NV_IPC_MEMPOOL_CPU_DATA

<prefix>_cpu_data

CPU memory for transfer DATA part.

NV_IPC_MEMPOOL_CPU_LARGE

<prefix>_cpu_large

CPU memory for transfer large DATA part.

NV_IPC_MEMPOOL_CUDA_DATA

<prefix>_cuda_data

GPU memory. Not used.

NV_IPC_MEMPOOL_GPU_DATA

<prefix>_gpu_data

GPU memory with GDR copy. Not used.

After NVIPC primary app initialized, the SHM files will present in /dev/shm/ folder.

Bi-Directional Message Queues#

Two ring queues will be created to deliver the message buffer indices. The TX ring in sender app and RX ring in receiver app are the same ring in shared memory of the system. Both DL and UL ring queues are stored in the same shared memory file.

SHM file name at /dev/shm/

Internal code name

IPC direction

PHY /PRIMARY

MAC /SECONDARY

<prefix>_shm

<prefix>_ring_m2s

Uplink

TX

RX

<prefix>_shm

<prefix>_ring_s2m

Downlink

RX

TX

NVIPC message notification#

NVIPC uses Linux event_fd to make notifications. It supports multiple I/O with select /poll/epoll mechanism. The message notification module architecture is as below.

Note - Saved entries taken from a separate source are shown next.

PR #6948, opened 2019-10-08
IGNITE-12268 Adds ability to set up custom REST processor.

ololo3000:


modules/core/src/test/java/org/apache/ignite/internal/processors/rest/RestProcessorInitializationTest.java
```diff
@@ -0,0 +1,224 @@
...
+            return new IgnitePlugin() {
+                // No-op.
+            };
+        }
+    }
+
+    /**
+     * Test no-op implementation of {@link IgniteRestProcessor}.
+     */
+    private static class TestGridRestProcessorImpl implements IgniteRestProcessor {
```
dgarus: should use GridProcessorAdapter to avoid a boilerplate code

ololo3000: Thanks! Done.

modules/core/src/main/java/org/apache/ignite/internal/processors/rest/IgniteRestProcessor.java
```diff
@@ -0,0 +1,27 @@
...
+ * See the License for the specific language governing permissions and
+ * limitations under the License.
+ */
+
+package org.apache.ignite.internal.processors.rest;
+
+import org.apache.ignite.internal.processors.GridProcessor;
+
+/**
+ * REST processor marker interface.
```
nizhikov: Let's add `@see GridRestProcessor` here.

nizhikov:
We need to change the return type of `StandaloneGridKernalContext#rest`, also

modules/core/src/main/java/org/apache/ignite/internal/processors/rest/IgniteRestProcessor.java
ololo3000: Thanks. Done.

../../../_images/msg_notification_module_arch.png

Each process creates an event_fd file descriptor efd_rx for incoming message notification and share it with peer process. The local efd_rx for receiving is shared as efd_tx for sending in peer side. Receiver process can call get_fd() to get the I/O descriptor and use poll/epoll to get the notification. Besides, the event_fd is initiated with EFD_SEMAPHORE flag so it can work like a semaphore. NVIPC provides both event/select style and semaphore style notification APIs.

NVIPC message flow#

A typical message transfer flow is shown below.

../../../_images/message_transfer_flow_example.png

Since the memory pools and ring queues support lockless concurrency, the use of notification APIs is not mandatory. If users don’t want to use notification, the receiver should poll the incoming message queue by keep dequeueing from the lock-free queue. rx_recv_msg() function returns -1 when the queue is empty.